From 1933 to 1937, Hale made five films. On stage during these years, she played Peggy in Give Me a Ring (1933), Sally in Yes, Madam? (1934, with Howes, who later starred in the film version), Anne in Rise and Shine (1936), and Cochran's Coronation revue Home and Beauty (1937). In 1937, she starred as Roszi in Magyar Melody. In the 1940s, and through most of the 1950s, she played as the principal boy in pantomimes and appeared in and variety shows, musicals such as Up and Doing (1940) and Flying Colours (1941), and revues such as One, Two, Three! (1947, with her brother Sonnie) and Four, Five, Six! (1948, with Howes). She was in Out of this World (1950, Frankie Howerd's debut), and The Punch Revue (1955). She and her brother also had a radio series, All Hale. In her last West End role, she played the Duchess and Queen of Hearts in Alice in Wonderland at the Winter Garden Theatre (1959). She then retired to Battle, East Sussex.
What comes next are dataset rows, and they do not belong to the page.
PR #8177, opened 2026-04-28
Cap CHIP premiums at five percent of income

### LINKED ISSUE #8101: Enforce 42 CFR 457.560 5% family income cap on chip_premium
Follow-up from #8086 (found in session review).

## Problem

Federal law (42 CFR 457.560) caps **total CHIP cost sharing** at 5% of the family's income for the 12-month enrollment period. "Cost sharing" in this regulation combines:

- Premiums and enrollment fees
- Copays, deductibles, coinsurance
- Any other charges imposed on CHIP enrollees

PolicyEngine's `chip_premium` (from #8086) is computed from state schedules without this cap. For high-income CHIP-eligible families in states with steep schedules — especially **WI** (no per-child cap, up to $97.53/child/month at the top bracket) and **MO** (up to $508/month for a large family of 8 at 225-300% FPL) — the computed premium alone can approach or exceed the 5% cap.

Example (MO family of 8 at 280% FPL, ~$80k income): encoded premium tier 3 = $508/mo = $6,096/yr. 5% cap = $4,000. State would reduce premium to $4,000. We currently return $6,096.

## Fix (first-pass)

Apply the 5% cap on `chip_premium` alone:

```python
capped_premium = min(computed_state_premium, 0.05 * tax_unit_income)
```

in each `<state>_chip_premium` variable, or as a post-computation cap in the federal `chip_premium` aggregator.

## Known imperfection

Because the real cap binds on premium + copays + other cost-sharing, capping premium alone:

- Is **too lenient** on the cap: if copays are $600 and premium computed at $3,000 for a family with $50k income, real combined = $3,600 > $2,500 cap → state would reduce. We return the uncapped $3,000 because we don't see the copays. Real collect = $1,900 (cap-adjusted). Difference: $1,100.
- Is **never too harsh**: premium-only capping never binds harder than the true combined cap would.

Net effect: under-applies the cap. Better than not applying it at all, since the few cases where premium alone exceeds 5% are real.

## Full fix requires copay modeling

Proper enforcement of 42 CFR 457.560 needs `chip_copay` or similar — rules-based or imputed — added to the cost-sharing sum. Each state has its own copay schedule by service type (per office visit, per ER, per prescription, etc.). Modeling utilization is hard; a simplified state-average-per-enrollee imputation would be a first pass.

Separate follow-up — more research effort than the cap alone.

## Acceptance

- 42 CFR 457.560 cap enforced on `chip_premium` (not combined with copays).
- Test: MO family of 8 at 280% FPL, $80k income: computed premium capped at $4,000 (5% of $80k), not $6,096.
- Test: WI with many children at top FPL tier shows capping behavior.
- Variable docstring calls out the copay-absent under-enforcement explicitly.

## Related

- #8086 — CHIP premium framework (where the uncapped computation lives)
- #8089 — MOOP architecture

daphnehanse11:
## Summary

- Enforces the federal 42 CFR 457.560 CHIP cost-sharing cap on modeled `chip_premium`.
- Adds a federal CHIP cumulative cost-sharing cap-rate parameter set to 5 percent of family income.
- Adds MO and WI regression tests covering premium-only cap behavior, while preserving existing aggregation tests.

## Notes

This first pass caps modeled premiums and enrollment fees only. The variable documentation explicitly notes that CHIP copays, deductibles, coinsurance, and similar charges are not yet modeled, so the combined cost-sharing cap can still be under-enforced.

Fixes #8101.

## Tests

- `uv run pytest policyengine_us/tests/test_parameter_files.py -q`
- `uv run python -m policyengine_core.scripts.policyengine_command test policyengine_us/tests/policy/baseline/gov/hhs/chip/chip_premium.yaml policyengine_us/tests/policy/baseline/household/income/spm_unit/spm_unit_medical_out_of_pocket_expenses.yaml policyengine_us/tests/policy/baseline/household/income/spm_unit/spm_unit_spm_expenses_chip_premium.yaml -c policyengine_us`


daphnehanse11:
Codex review pass before creating the fix worktree:

- I checked the PR diff against #8101's acceptance criteria. The implementation applies the cap at the federal `chip_premium` aggregator, adds the 5% parameter, covers the requested MO/WI cap cases, and documents the known under-enforcement from unmodeled copays.
- I did not find a diff-level blocker in this pass.
- One status issue: the latest GitHub Actions run has several cancelled jobs, so the PR does not yet have a complete green CI signal. I am creating a fresh worktree now to rerun the focused parameter and CHIP premium tests and will patch anything that reproduces locally.

daphnehanse11:
Code-quality pass pushed in 7ca1044c6f. I renamed the CHIP cap base from family_income to annual_family_income so the formula is more specific about the period/unit used for the 5 percent cap. Focused CHIP cap/SPM tests pass locally: 11 passed.

MaxGhenis (approved):
Focused review and subagent review found no blocking issues; CI is green.

PR #8185, opened 2026-04-29
Improve WIC package valuation

MaxGhenis:
## Summary
- assign federal WIC food packages before valuing benefits, including infant feeding variants, child age splits, breastfeeding multiples, and package-specific pregnancy/breastfeeding rules
- add current CVB parameters and subtract the embedded 2018 CVB before adding FY 2024/FY 2026 amounts
- use WIC countable income while preserving the existing `is_pregnant` WIC FPG adjustment used by API customers

## Tests
- `uv run policyengine-core test policyengine_us/tests/policy/baseline/gov/usda/wic`
- `uv run ruff check policyengine_us/variables/gov/usda/wic`


daphnehanse11 (changes requested):
Thanks for the WIC package cleanup. I found one correctness issue that should be fixed before merge:

`policyengine_us/variables/gov/usda/wic/wic_food_package.py:69`

`monthly_age` does not return age in months in this codebase; it returns the true age in years for monthly periods. Because these new branches compare that value to `4` and `6`, every real infant under age one satisfies `age_months < 4`, so the 4-5 month and 6-11 month package branches are unreachable unless a test or caller manually overrides `monthly_age`. This misassigns normal API inputs: a six-month formula-fed infant with `age: 0.5` currently gets `INFANT_0_3_FULLY_FORMULA_FED` instead of `INFANT_6_11_FULLY_FORMULA_FED`, even though 7 CFR 246.10 separates Food Package I for birth through 5 months from Food Package II for 6 through 11 months.

Please convert the age to months before these comparisons, or introduce/use a true age-in-months variable, and add tests that derive infant package selection from `age` rather than setting `monthly_age` directly.

Verification:

- `uv run policyengine-core test policyengine_us/tests/policy/baseline/gov/usda/wic` passed (`60 passed`)
- `uv run --extra dev ruff check policyengine_us/variables/gov/usda/wic` passed
- A repro test with `age: 0.5` and `wic_infant_feeding_category: FULLY_FORMULA_FED` failed with `INFANT_0_3_FULLY_FORMULA_FED` instead of `INFANT_6_11_FULLY_FORMULA_FED`

daphnehanse11 (approved):
Fixed the WIC infant package age-threshold issue in f2ae7e92b7 by deriving infant package thresholds from annual age converted to months, and added age-based regression coverage. Verified with the full WIC policy suite and the WIC ruff check.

She died from bronchopneumonia on 10 January 1984, at the age of 84, at St Helen's Hospital in Hastings, East Sussex.

==Films==
- On with the Dance (1927)
- This is the Life (1933) – Sarah Tuttle
- Hyde Park Corner (1935) – Sophie
- The Phantom Light (1935) – Alice Bright
- Take a Chance (1937) – Wilhelmina ("Bill") Ryde
- Love from a Stranger (1937) A Night of Terror (USA) – Kate Meadows
- Magyar Melody (1939) (TV) – Roszi Belvary
- One, Two, Three! (1948) (TV)

==Selected stage roles==
- Houp La! (1916) at St Martin's Theatre with Gertie Millar
- No, No, Nanette (1925) at the Palace Theatre
- Sunny (1926)
- Mr. Cinders (1929) at the London Hippodrome with Bobby Howes
- Nippy (1930) at the Golders Green Hippodrome.
- Give Me a Ring (1933) at the London Hippodrome
- Yes Madam? (1934) at the London Hippodrome, with Howes
- Jack and the Beanstalk (1935) – Pantomime, Theatre Royal, Drury Lane
- Flying Colours (1943) at the Lyric Theatre, London
- Four, Five, Six (1948) with Howes
- Out of this World (1950) at the London Palladium with Frankie Howerd
- Peggy Ryan and Ray McDonald (1950) at the Empire Theatre Newcastle
- The Punch Review (1955) at the Duke of York's Theatre, London with Alfie Bass

==Discography==
- No, No, Nanette (1925)
- Who? (1926) with Jack Buchanan, from the musical Sunny
- I'm a One Man Girl (1929) with Bobby Howes, and Al Starita and his Novelty Orchestra
- Spread a Little Happiness (1929) from the musical Mr. Cinders
- The Debonnaire (date unknown) – with Jack Buchanan and Elsie Randolph
- As Time Goes By (1932) with the Savoy Orpheans and Carroll Gibbons, piano
- You're Blasé (1932) from the revue Bow Bells
- Yes Madam? (1934) with Bobby Howes
- You Don't Know the Half of It (1935) from the film Hyde Park Corner
- A Nice Cup of Tea (1937) from the revue Home and Beauty by A.P. Herbert (lyrics) and Henry Sullivan (music)

Hale made many other recordings between 1925 and 1941, the majority of which were for the Columbia label in London.